* Data shown
PR #17457, opened 2023-06-07
node pools: protect against deleting occupied pools

tgross:
We don't want to delete node pools that have nodes or non-terminal jobs. Add a check in the `DeleteNodePools` RPC to check locally and in federated regions, similar to how we check that it's safe to delete namespaces.

### DIFF
--- a/nomad/node_pool_endpoint.go
+++ b/nomad/node_pool_endpoint.go
@@ -11,6 +11,7 @@ import (
 
 	metrics "github.com/armon/go-metrics"
 	"github.com/hashicorp/go-memdb"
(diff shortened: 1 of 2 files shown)


lgfa29 (approved):
LGTM! It doesn't look like we do it for namespaces, but I think it would be helpful to document these requirements in the CLI and API docs.

tgross:
> It doesn't look like we do it for namespaces, but I think it would be helpful to document these requirements in the CLI and API docs.

Agreed. I'm going to add that to our checklist and will pick it up later this week.

PR #17465, opened 2023-06-09
[ui] Don't show a service as healthy when its parent alloc is not running

philrenaud:
Adds a "Health Unknown" indicator and tooltip when the allocation a service is running on is not in a running state.

Previously, any /checks would return `null` and it would optimistically show Healthy for its aggregate status.

image


tgross (approved):
LGTM!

* Task instructions
Please reproduce exactly the lines in the listing above from the one containing "We don't want" through the one containing "PR #17465, opened 2023-06-09", both included, and nothing more.

* Answer to this exercise
We don't want to delete node pools that have nodes or non-terminal jobs. Add a check in the `DeleteNodePools` RPC to check locally and in federated regions, similar to how we check that it's safe to delete namespaces.

### DIFF
--- a/nomad/node_pool_endpoint.go
+++ b/nomad/node_pool_endpoint.go
@@ -11,6 +11,7 @@ import (
 
 	metrics "github.com/armon/go-metrics"
 	"github.com/hashicorp/go-memdb"
(diff shortened: 1 of 2 files shown)


lgfa29 (approved):
LGTM! It doesn't look like we do it for namespaces, but I think it would be helpful to document these requirements in the CLI and API docs.

tgross:
> It doesn't look like we do it for namespaces, but I think it would be helpful to document these requirements in the CLI and API docs.

Agreed. I'm going to add that to our checklist and will pick it up later this week.

PR #17465, opened 2023-06-09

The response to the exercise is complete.